### Data for this task
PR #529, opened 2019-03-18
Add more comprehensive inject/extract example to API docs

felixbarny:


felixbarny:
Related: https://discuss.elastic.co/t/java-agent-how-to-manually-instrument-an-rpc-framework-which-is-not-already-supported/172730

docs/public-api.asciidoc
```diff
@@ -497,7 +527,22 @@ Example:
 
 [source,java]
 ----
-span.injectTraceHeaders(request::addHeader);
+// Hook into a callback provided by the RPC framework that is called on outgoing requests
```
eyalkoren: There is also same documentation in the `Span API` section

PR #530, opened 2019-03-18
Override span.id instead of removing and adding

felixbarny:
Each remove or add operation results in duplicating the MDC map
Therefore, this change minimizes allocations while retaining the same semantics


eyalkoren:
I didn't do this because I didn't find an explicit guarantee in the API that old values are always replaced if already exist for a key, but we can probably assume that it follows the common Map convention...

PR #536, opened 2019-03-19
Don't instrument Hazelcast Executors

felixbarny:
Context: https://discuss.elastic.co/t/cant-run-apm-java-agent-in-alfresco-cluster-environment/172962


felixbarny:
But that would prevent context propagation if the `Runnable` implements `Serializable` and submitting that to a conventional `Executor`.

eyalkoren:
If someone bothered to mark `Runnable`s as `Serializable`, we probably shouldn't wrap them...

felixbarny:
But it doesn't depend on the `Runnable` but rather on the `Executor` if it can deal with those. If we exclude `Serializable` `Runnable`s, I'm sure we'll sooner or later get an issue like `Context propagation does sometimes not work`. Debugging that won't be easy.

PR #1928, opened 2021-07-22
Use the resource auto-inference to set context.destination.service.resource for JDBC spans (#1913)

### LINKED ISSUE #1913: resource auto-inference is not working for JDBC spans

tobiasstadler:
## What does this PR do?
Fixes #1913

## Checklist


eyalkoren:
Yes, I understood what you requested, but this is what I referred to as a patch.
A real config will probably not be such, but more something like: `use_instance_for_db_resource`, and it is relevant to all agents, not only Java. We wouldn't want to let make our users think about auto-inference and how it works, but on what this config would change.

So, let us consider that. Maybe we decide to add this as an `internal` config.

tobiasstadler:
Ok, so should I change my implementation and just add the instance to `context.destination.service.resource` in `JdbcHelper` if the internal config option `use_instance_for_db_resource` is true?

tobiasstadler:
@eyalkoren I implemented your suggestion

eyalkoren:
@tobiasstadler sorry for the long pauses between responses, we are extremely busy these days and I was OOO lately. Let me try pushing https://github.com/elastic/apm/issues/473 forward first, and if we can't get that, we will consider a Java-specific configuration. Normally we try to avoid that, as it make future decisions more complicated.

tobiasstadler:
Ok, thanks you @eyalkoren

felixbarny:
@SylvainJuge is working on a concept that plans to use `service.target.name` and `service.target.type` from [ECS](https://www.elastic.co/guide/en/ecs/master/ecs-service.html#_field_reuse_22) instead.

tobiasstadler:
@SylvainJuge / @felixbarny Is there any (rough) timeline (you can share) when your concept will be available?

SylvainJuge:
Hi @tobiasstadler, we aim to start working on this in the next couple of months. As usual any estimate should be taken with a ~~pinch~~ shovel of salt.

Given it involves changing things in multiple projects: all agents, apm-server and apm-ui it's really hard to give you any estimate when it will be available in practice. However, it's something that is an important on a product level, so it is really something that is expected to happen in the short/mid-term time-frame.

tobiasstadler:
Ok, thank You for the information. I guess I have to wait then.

* * *

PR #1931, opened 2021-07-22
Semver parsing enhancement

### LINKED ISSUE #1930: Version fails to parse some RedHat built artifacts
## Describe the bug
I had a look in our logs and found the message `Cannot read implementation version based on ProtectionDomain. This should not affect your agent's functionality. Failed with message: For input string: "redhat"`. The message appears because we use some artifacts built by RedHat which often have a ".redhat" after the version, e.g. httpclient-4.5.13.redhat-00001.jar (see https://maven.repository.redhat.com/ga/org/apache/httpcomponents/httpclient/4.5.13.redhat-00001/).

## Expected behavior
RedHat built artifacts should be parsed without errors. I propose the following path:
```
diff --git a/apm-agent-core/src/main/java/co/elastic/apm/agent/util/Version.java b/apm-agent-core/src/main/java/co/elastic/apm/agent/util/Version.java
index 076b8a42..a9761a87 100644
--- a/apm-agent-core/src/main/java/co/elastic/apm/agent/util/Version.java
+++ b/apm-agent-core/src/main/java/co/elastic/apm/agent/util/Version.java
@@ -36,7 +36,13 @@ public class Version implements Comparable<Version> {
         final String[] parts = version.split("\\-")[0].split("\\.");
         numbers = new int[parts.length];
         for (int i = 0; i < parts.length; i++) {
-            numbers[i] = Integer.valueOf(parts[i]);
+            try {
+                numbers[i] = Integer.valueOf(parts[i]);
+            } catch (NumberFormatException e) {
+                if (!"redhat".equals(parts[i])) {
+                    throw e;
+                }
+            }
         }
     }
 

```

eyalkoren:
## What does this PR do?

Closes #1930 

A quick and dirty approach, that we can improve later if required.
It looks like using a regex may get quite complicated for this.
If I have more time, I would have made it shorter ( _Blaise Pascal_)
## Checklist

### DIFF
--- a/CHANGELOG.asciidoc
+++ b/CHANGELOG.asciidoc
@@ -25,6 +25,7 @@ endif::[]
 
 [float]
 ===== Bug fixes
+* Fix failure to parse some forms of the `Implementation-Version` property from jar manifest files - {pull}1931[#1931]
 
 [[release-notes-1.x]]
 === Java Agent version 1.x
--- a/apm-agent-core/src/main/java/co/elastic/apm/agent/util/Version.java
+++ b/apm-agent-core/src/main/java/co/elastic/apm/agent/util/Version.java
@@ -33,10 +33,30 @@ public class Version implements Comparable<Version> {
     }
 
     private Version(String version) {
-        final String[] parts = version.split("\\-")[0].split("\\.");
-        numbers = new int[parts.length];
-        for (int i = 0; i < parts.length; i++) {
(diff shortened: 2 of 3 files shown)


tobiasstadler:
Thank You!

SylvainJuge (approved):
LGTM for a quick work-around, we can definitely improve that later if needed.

### Goal of the exercise
From the listing above, pick out each line where the word "propagation" appears.

### Answer space
But that would prevent context propagation if the `Runnable` implements `Serializable` and submitting that to a conventional `Executor`.
But it doesn't depend on the `Runnable` but rather on the `Executor` if it can deal with those. If we exclude `Serializable` `Runnable`s, I'm sure we'll sooner or later get an issue like `Context propagation does sometimes not work`. Debugging that won't be easy.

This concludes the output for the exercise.